Earth-boring tools are commonly used for forming (e.g., drilling and reaming) bore holes or wells (hereinafter “wellbores”) in earth formations. Earth-boring tools include, for example, rotary drill bits, core bits, eccentric bits, bi-center bits, reamers, underreamers, and mills.
Different types of earth-boring rotary drill bits are known in the art including, for example, fixed-cutter bits (which are often referred to in the art as “drag” bits), roller cone bits (which are often referred to in the art as “rock” bits), diamond-impregnated bits, and hybrid bits (which may include, for example, both fixed cutters and roller cones). The drill bit is rotated and advanced into the subterranean formation. As the drill bit rotates, the cutters or abrasive structures thereof cut, crush, shear, and/or abrade away the formation material to form the wellbore.
The drill bit is coupled, either directly or indirectly, to an end of what is referred to in the art as a “drill string,” which comprises a series of elongated tubular segments connected end-to-end that extends into the wellbore from the surface of the formation. Often various tools and components, including the drill bit, may be coupled together at the distal end of the drill string at the bottom of the wellbore being drilled. This assembly of tools and components is referred to in the art as a “bottom-hole assembly” (BHA).
The drill bit may be rotated within the wellbore by rotating the drill string from the surface of the formation, or the drill bit may be rotated by coupling the drill bit to a downhole motor, which is also coupled to the drill string and disposed proximate the bottom of the wellbore. The downhole motor may comprise, for example, a hydraulic Moineau-type motor having a shaft, to which the drill bit is mounted, that may be caused to rotate by pumping fluid (e.g., drilling mud or fluid) from the surface of the formation down through the center of the drill string, through the hydraulic motor, out from nozzles in the drill bit, and back up to the surface of the formation through the annular space between the outer surface of the drill string and the exposed surface of the formation within the wellbore.

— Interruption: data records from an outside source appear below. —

PR #169, opened 2016-05-25
Fix sync of our migrations with server databases

higs4281:
The deployment issue was that the `offers_perkins` column on the School
model was in our Django 1.8 initial migration, so there is no new column
detected when run on the build server, even with --fake-initial. The new
`settlement_school` column gets detected and created in migration 0002.
The solution is to delete `offers_perkins` from the initial migration
and then run `makemigrations`, which creates a new 0003 migration that
will get the table created in our deployment. it is fervently hoped.
## Additions
- migration 0003 
## Removals
- `offers_perkins` line from initial migration
## Review
- @amymok 
## Checklist


amymok:
looks great, let's try it out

The cutting elements used in earth-boring tools often include polycrystalline diamond cutters (often referred to as “PDCs”), which are cutting elements that include a polycrystalline diamond (PCD) material. Such polycrystalline diamond-cutting elements may be formed by sintering and bonding together relatively small diamond grains or crystals under conditions of high temperature and high pressure in the presence of a catalyst (such as cobalt, iron, nickel, or alloys and mixtures thereof) to form a layer of polycrystalline diamond material on a cutting element substrate. These processes are often referred to as high temperature/high pressure (or “HTHP”) processes. The cutting element substrate may include a cermet material (i.e., a ceramic-metal composite material) such as cobalt-cemented tungsten carbide. In such instances, the cobalt (or other catalyst material) in the cutting element substrate may be drawn into the diamond grains or crystals during sintering and serve as a catalyst material for forming a diamond table from the diamond grains or crystals. In other methods, powdered catalyst material may be mixed with the diamond grains or crystals prior to sintering the grains or crystals together in an HTHP process.

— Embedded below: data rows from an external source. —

PR #170, opened 2016-05-26
Adjust setup.py to include fixtures

higs4281:
We need to have BLS data and our collegedata fixture available to the
server to support our API and data migration.
## Changes
- Adjusted setup.py to include fixtures 
## Review
- @amymok 
## Checklist


amymok:
Looks good to me

PR #171, opened 2016-05-26
Adjust setup.py to pick up template files

higs4281:
We didn't realize our non-python template files would not be picked up
in the deployment wheel, so we need tpo included them in the `package_data`
list.
## Changes
- Adjust setup.py to catch our templates
## Review
- @amymok 
## Checklist


amymok:
Looks great!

The oil and gas industry expends sizable sums to design cutting tools, such as downhole drill bits including roller cone rock bits and fixed-cutter bits. Such drill bits may have relatively long service lives with relatively infrequent failure. In particular, considerable sums are expended to design and manufacture roller cone rock bits and fixed-cutter bits in a manner that minimizes the probability of catastrophic drill bit failure during drilling operations. The loss of a roller cone or a polycrystalline diamond compact from a bit during drilling operations can impede the drilling operations and, at worst, necessitate rather expensive fishing operations.

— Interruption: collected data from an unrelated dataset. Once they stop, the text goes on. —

PR #179, opened 2016-06-09
10/25 Year Loan toggle added

mistergone:
This PR adds the 10/25 year loan term toggle to the appropriate metrics sections. I also went down the rabbit hole a bit and refactored `metrics-view`. **Note**: The styles are _mostly_ correct, but there are slight differences between the final design and the current look of the app.
## Additions
- 'How much will I pay per month for all of my student loans?' section
- Radio buttons in two sidebars of Step 2
- Handlers which update various values based on a 10 or 25-year loan term
## Changes
- `metric-view` refactored
  - Added an object property, `metrics`, which stores important numbers for later use
  - Refactored methods to use fewer parameters
  - Removed and/or changed the way several methods work
## Testing
- The app passes both existing and new functional and unit tests. (See the README for how to test.)
## Review
- @marteki and @higs4281 
- @niqjohnson - If you have some time, I'd love for you to check this out. I rewrote a lot of `metrics-view`, and if you can check whether I missed something, that'd be great!
## Screenshots

screen shot 2016-06-09 at 11 22 11 am
## Checklist
## Animated gif

**"Really, Chuck. You think now is a good time to refactor?"**

spock-eye-raise

### DIFF
--- a/src/disclosures/js/models/school-model.js
+++ b/src/disclosures/js/models/school-model.js
@@ -18,7 +18,8 @@ var schoolModel = {
   processAPIData: function( values ) {
     values.jobRate = values.jobRate || '';
     values.programLength /= 12;
-    values.medianSalary = values.salary || values.medianAnnualPay;
+    values.medianSalary = values.salary || values.medianAnnualPay
+      || values.earningsMedian;
     values.monthlySalary = Math.round( Number( values.medianSalary ) / 12 );
     values.medianSchoolDebt = values.medianStudentLoanCompleters ||
       values.medianTotalDebt;
--- a/src/disclosures/js/models/school-model.js
+++ b/src/disclosures/js/models/school-model.js
@@ -18,8 +18,8 @@ var schoolModel = {
   processAPIData: function( values ) {
     values.jobRate = values.jobRate || '';
     values.programLength /= 12;
-    values.medianSalary = values.salary || values.medianAnnualPay
-      || values.earningsMedian;
+    values.medianSalary = values.salary || values.medianAnnualPay ||
+      values.earningsMedian;
     values.monthlySalary = Math.round( Number( values.medianSalary ) / 12 );
     values.medianSchoolDebt = values.medianStudentLoanCompleters ||
       values.medianTotalDebt;
--- a/src/disclosures/js/views/metric-view.js
+++ b/src/disclosures/js/views/metric-view.js
@@ -161,8 +161,6 @@ var metricView = {
   /**
    * Sets text of each point on a bar graph (or a class if a point is missing)
    * @param {object} $graph jQuery object of the graph containing the points
-   * @param {string} schoolText Text of the graph's school point
-   * @param {string} nationalText Text of the graph's school point
    */
   setGraphValues: function( $graph ) {
     var $school = $graph.find( '[data-bar-graph_number="you"]' ),
@@ -184,10 +182,6 @@ var metricView = {
   /**
    * Sets the position of each point on a bar graph
    * @param {object} $graph jQuery object of the graph containing the points
-   * @param {number|NaN} schoolValue Value reported by the school
-   * @param {number|NaN} nationalValue Average national value
-   * @param {object} $school jQuery object of the graph's school point
-   * @param {object} $national jQuery object of the graph's national point
    */
   setGraphPositions: function( $graph ) {
     // schoolValue, nationalValue, $school, $national
--- a/src/disclosures/js/views/metric-view.js
+++ b/src/disclosures/js/views/metric-view.js
@@ -14,6 +14,8 @@ var metricView = {
     var settlementStatus =
       Boolean( getSchool.values().settlementSchool ) || false;
     this.updateGraphs( values, settlementStatus );
+    this.toggleListener();
+    this.updateMonthlyPayment();
     // updateDebtBurdenDisplay is called in financialView.updateView, not here,
     // since the debt burden needs to refresh when loan amounts are modified
   },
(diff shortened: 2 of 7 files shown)


src/disclosures/js/models/school-model.js
```diff
@@ -18,7 +18,8 @@ var schoolModel = {
   processAPIData: function( values ) {
     values.jobRate = values.jobRate || '';
     values.programLength /= 12;
-    values.medianSalary = values.salary || values.medianAnnualPay;
+    values.medianSalary = values.salary || values.medianAnnualPay ||
```
marteki, line 21: All the other lines in this sections seem to be first looking for program level data, then school level data. This one is comparing three values.

Can you talk a little more about what's now going on for the medianSalary value, or point me at the documentation about it? The variable names are so similar, and it's hard to know where each datapoint is coming from or represents. 😕

src/disclosures/js/views/metric-view.js
```diff
@@ -5,94 +5,113 @@ var getSchool = require( '../dispatchers/get-school-values' );
 var formatUSD = require( 'format-usd' );
 
 var metricView = {
+  metrics: {
+    debtBurden: {
+      school: NaN,
```
marteki, line 10: I have a few guesses, but rather than assume, 😄  I'll ask: why are we explicitly initializing these as NaNs?

test/js-unit/metric-view-spec.js
```diff
@@ -4,151 +4,90 @@ var metricView = require( '../../src/disclosures/js/views/metric-view' );
...
+    var notificationClasses = metricView.getNotifications( 'test' );
+    expect( notificationClasses ).to.equal(
+      'cf-notification metric_notification__worse cf-notification__error'
+    );
+  });
+
+  it( 'gives the proper notification classes when min and max ' +
+       'values are not numbers', function() {
+    metricView.metrics.test.national = 0.5;
+    metricView.metrics.test.school = 0.5;
```
marteki: Why did the school value increase here? Can we change this back to 0.3, to match the previous version of the test (refactoring it rather than testing something new)?

src/disclosures/js/views/metric-view.js
```diff
@@ -107,86 +126,94 @@ var metricView = {
...
-   * national average (from College Scorecard)
-   * @param {string} betterDirection 'higher' or 'lower' depending on whether a
-   * school value higher or lower than the national average is more desirable
+   * @param {number|NaN} metricKey - metric to be checked
    * @returns {string} Classes to add to the notification box
    */
-  getNotificationClasses: function( schoolValue, nationalValue, sameMin,
-    sameMax, betterDirection ) {
-    var notificationClasses = '';
+  getNotifications: function( metricKey ) {
```
marteki, line 219: > gulp lint
>   190:21  warning  Function 'getNotifications' has a complexity of 11

😲 

The code refactor is _increasing_ the cyclomatic complexity of this section, and into the double digits. As much as I enjoy Spinal Tap, I'm pretty uncomfortable with the idea of going to 11. Could we use a different approach in the code to keep from doing that?

src/disclosures/js/views/metric-view.js
mistergone, line 10: I think it's best to assume there's no data available, which means no number (rather than showing an inaccurate default number).

test/js-unit/metric-view-spec.js
mistergone: I don't understand your concern. We should talk about it. :)

src/disclosures/js/views/metric-view.js
mistergone, line 219: The complexity number is basically the number of `if` statements in the function. This function isn't a bunch of scary nested `if` statements, but rather a series of `if - else` statements checking the state of the school and national numbers. We could certainly refactor the code, but I'm not convinced it would make it easier to read or more efficient. I'm open to ideas, though!

higs4281:
Code works for me, but it leaves me with a question:  
When a student chooses the 25-year option at "Calculate your monthly payment," shouldn't that choice propagate to the "Your estimated debt burden" section, and vice versa? Otherwise, you have a possibly inadvertent mismatch.

Other than that, 👍

mistergone:
@higs4281 - The original specification was that each section was independent of the other. If you think it's an issue, we can see how everyone (@kurzn @marteki and perhaps @niqjohnson and @caheberer) feels about the final interactions and revise them if necessary.

higs4281:
👍  agreed -- question is outside scope of this PR.

mistergone:
@marteki - I addressed the complexity issue with some refactors which may not make the whole thing easier to read (it's debatable!) but definitely makes it more atomic, with less individual function complexity. Here's the commit message for details:

> To remove the complexity warning for getNotifications(), I refactored this file a bit. Instead of getNotifications() doing the entire lift for determining the 'standing' (higher, lower, about the same) of a school per metric, I added a function, checkMetrics(), which does a simple set of checks of the school values against the high and low to determine the 'standing' property for that metric. These standings are then used by getNotifications() to assign classes. getNotifications() also checks if any data is missing, and returns the proper classes based on all these checks.
> 
> With these changes, I was able to completely eliminate the complexity warning we were getting for getNotifications().

This commit still passes all existing tests. I added five new tests for the new function, `checkMetrics()`, in `/tests/js-unit/metric-view-spec.js`

marteki:
94dnw

Thank you for looking into the complexity!

:+1: from me for merge.

caheberer:
I'm not sure if now is the time to say that the radio button selection state doesn't match our standards...but it should look like this:

screen shot 2016-06-13 at 4 04 03 pm

But in regards to why I was @'ed. From what I recall, we agreed the toggle wouldn't change numbers in other sections at this time.

mistergone:
@marteki  - I see your Pinkie Pie and raise you Cheese Sandwich

niqjohnson:
Looks like a solid refactor to me. Nice!

Only thing I noticed is that the JSdoc comments for some of the refactored methods (`setGraphValues`, `setGraphPositions`) still have some old `@param` notes in them.

mistergone:
@caheberer - I noted it in the Pull Request description, but you probably missed it. This PR is mostly for the front-end functional changes, so the styles are not 100% to spec yet.

caheberer:
@mistergone 
giphy

mistergone:
@niqjohnson - Good catch! In the refactor, I tried to update JSDocs as I went, but I obviously missed some!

Diagnostic information related to a drill bit and certain components of the drill bit may be linked to the durability, performance, and the potential failure of the drill bit. In addition, characteristic information regarding the rock formation may be used to estimate performance and other features related to drilling operations. Logging while drilling (LWD), measuring while drilling (MWD), and front-end measurement device (FEMD) measurements are conventionally obtained from measurements behind the drill head, such as at several feet away from the cutting interface.